‘Marijuana refugees’ are uprooting their lives and moving to Colorado, California and Oregon to legally use cannabis to treat their children’s health conditions

Families are moving to Colorado, California and Oregon to treat their children’s health conditions.

According to the Guardian, people are even immigrating to the U.S. in order to treat disorders associated with seizures for their children when marijuana is outlawed in their home nation and are deemed “international marijuana refugees”.

The paper noted in one case, two year-old Tristan Forde and his mother moved 4,000 miles from Dunmanway, Ireland, to access legal medical marijuana in Aurora, Colorado. Tristan Forde used to experience as many as 20 seizures a day. The two-year-old has Dravet Syndrome, a rare form of epilepsy, and was forced to constantly wear a helmet – suffering seizures so frequently that his three-year-old brother would automatically go to the freezer and get an ice pack every time Forde had an attack. After treatment, Tristan went from as many as 20 seizures a day, to none—but the pair will have to leave the U.S. by the end of the year, when their visas expire.

Everything changed, however, when Forde began medical cannabis treatment last year. He went months without suffering a single seizure, said Yvonne Cahalane, Forde’s mother. “For the first time, it looked like there was a sparkle in his eyes. It sounds corny, but he just looked so much brighter.”

They’ll have to return to Ireland where the medicine that changed her son’s life is considered an illegal drug.

“We’re not going to choose the option of being criminals with this in Ireland,” said Cahalane, 34, whose husband stayed behind in Ireland for work. “We don’t want to do things illegally, and we don’t want to do it without a doctor.”

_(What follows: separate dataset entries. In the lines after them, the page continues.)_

PR #2619, opened 2023-07-23
`apps.get_model` -> `import`

vadimkerr:
# What this PR does

Remove [`apps.get_model`](https://docs.djangoproject.com/en/3.2/ref/applications/#django.apps.apps.get_model) invocations and use inline `import` statements in places where models are imported within functions/methods to avoid circular imports.

I believe `import` statements are more appropriate for most use cases as they allow for better static code analysis & formatting, and solve the issue of circular imports without being unnecessarily dynamic as `apps.get_model`. With `import` statements, it's possible to:

- Jump to model definitions in most IDEs
- Automatically sort inline imports with `isort`
- Find import errors faster/easier (most IDEs highlight broken imports)
- Have more consistency across regular & inline imports when importing models

This PR also adds a flake8 rule to ban imports of `django.apps.apps`, so it's harder to use `apps.get_model` by mistake (it's possible to ignore this rule by using `# noqa: I251`). The rule is not enforced on directories with migration files, because `apps.get_model` is often used to get a historical state of a model, which is useful when writing migrations ([see this SO answer for more details](https://stackoverflow.com/a/37769213)). So `apps.get_model` is considered OK in migrations (even necessary in some cases).

## Checklist


engine/apps/alerts/incident_log_builder/incident_log_builder.py
```diff
@@ -32,8 +31,7 @@ def get_log_records_list(self, with_resolution_notes=False):
         return all_log_records_sorted
 
     def _get_log_records_for_after_resolve_report(self):
-        EscalationPolicy = apps.get_model("alerts", "EscalationPolicy")
-        AlertGroupLogRecord = apps.get_model("alerts", "AlertGroupLogRecord")
+        from apps.alerts.models import AlertGroupLogRecord, EscalationPolicy
```
vadimkerr, line 34: example of `isort` doing its thing

engine/apps/slack/scenarios/distribute_alerts.py
```diff
@@ -525,7 +524,8 @@ class CustomButtonProcessStep(AlertGroupActionsMixin, scenario_step.ScenarioStep
     REQUIRED_PERMISSIONS = [RBACPermission.Permissions.CHATOPS_WRITE]
 
     def process_scenario(self, slack_user_identity, slack_team_identity, payload):
-        CustomButtom = apps.get_model("alerts", "CustomButton")
```
vadimkerr, line 528: CustomButto**m**

engine/apps/twilioapp/phone_provider.py
```diff
@@ -260,11 +266,10 @@ def _default_twilio_api_client(self):
     def _default_twilio_number(self):
         return live_settings.TWILIO_NUMBER
 
-    def _twilio_sender(self, sender_type, to):
+    def _twilio_sender(self, sender_model, to):
```
vadimkerr, line 269: I had to change this a bit to make sure models are not referenced using strings

engine/tox.ini
```diff
@@ -5,6 +5,7 @@ extend-exclude = */migrations/*
 ban-relative-imports = parents
 banned-modules =
   jinja2.Template = Use apply_jinja_template instead
+  django.apps.apps = Import models directly instead
```
vadimkerr, line 8: Adding a rule to ban `django.apps.apps`

engine/apps/grafana_plugin/tests/test_app_config.py
```diff
@@ -2,7 +2,7 @@
 from unittest.mock import patch
 
 import pytest
-from django.apps import apps
+from django.apps import apps  # noqa: I251
```
vadimkerr, line 5: This is the only place in the entire repo using `noqa: I251`, because `django.apps.apps` is used for something different than `get_model` here.

Matvey-Kuk (changes requested):
A few years ago “apps.get_model” was a best-practice in the Django world which was helping us to avoid circular dependencies. What changed and how should we address circular deps in the future?

joeyorlando (approved):
nice! 🙂 

while you're at it, may want to consider the [7 instances ](https://github.com/search?q=repo%3Agrafana%2Foncall-private+apps.get_model&type=code) of this in the private repo.

engine/tox.ini
iskhakov: get_model is required in the migrations, would this rule allow that?

engine/apps/alerts/grafana_alerting_sync_manager/grafana_alerting_sync.py
```diff
@@ -357,7 +356,8 @@ def _create_contact_point_from_payload(self, payload, datasource) -> "GrafanaAle
 
         receiver_config = self._get_receiver_config(is_grafana_datasource, payload)
 
-        GrafanaAlertingContactPoint = apps.get_model("alerts", "GrafanaAlertingContactPoint")
+        from apps.alerts.models import GrafanaAlertingContactPoint
```
iskhakov, line 359: should we move the imports to the top?

iskhakov (approved):
Nice job Vadim, I agree it would improve the quality of life

engine/tox.ini
vadimkerr: yes, migration directories are ignored [here](https://github.com/grafana/oncall/pull/2619/files#diff-e1f096d06b7cdece59d58be9c27f1aee24c15c02c84b0063b35edcfb0d6fb528R4)

engine/apps/alerts/grafana_alerting_sync_manager/grafana_alerting_sync.py
vadimkerr: Yes, I think imports should be at the top, I'll try to come up with an additional PR for this (+adding a rule to enforce that in CI)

There’s no data on how many families have relocated from outside of the US to states such as Colorado, California and Oregon that have long permitted medical cannabis, which remains illegal at the federal level. But anecdotally, pot advocates say they know of a number of international families who have traveled to the US to try medical marijuana – with some deciding to permanently relocate after observing positive impacts.

Many parents, like Cahalane, choose Colorado because of the state’s reputation and the presence of reputable doctors and advocacy groups. And even if there are underground ways for families to access cannabis medicine in their hometowns, many parents are reluctant for fear of losing custody of their children if they get caught.

Many families who swear by cannabis treatments say they moved because they had exhausted all other options and tried so many prescription medications that did nothing or made conditions worse.

One woman, who moved from the UK to Colorado and then California, said cannabis treatment for her 10-year-old daughter, who suffers from a neurological disorder, saved the girl from a life of “excruciating pain”.

“She now lives a completely functional normal life,” said the mother, who requested anonymity so that she would not jeopardize an ongoing immigration case. She said she’s not returning home until she can legally give her daughter cannabis. “We’re British. We want to go home eventually.”

Cahalane, who launched a petition now backed by more than 8,000 people, has been speaking out in hopes that her son’s story will pressure Ireland to change its laws and allow her to return home with Forde and his medicine.

“He is just doing so well,” Cahalane said, adding that she suspects more states and countries will eventually follow in the footsteps of Colorado. “It will happen in Ireland. I just hope they realize it before more children suffer needlessly.”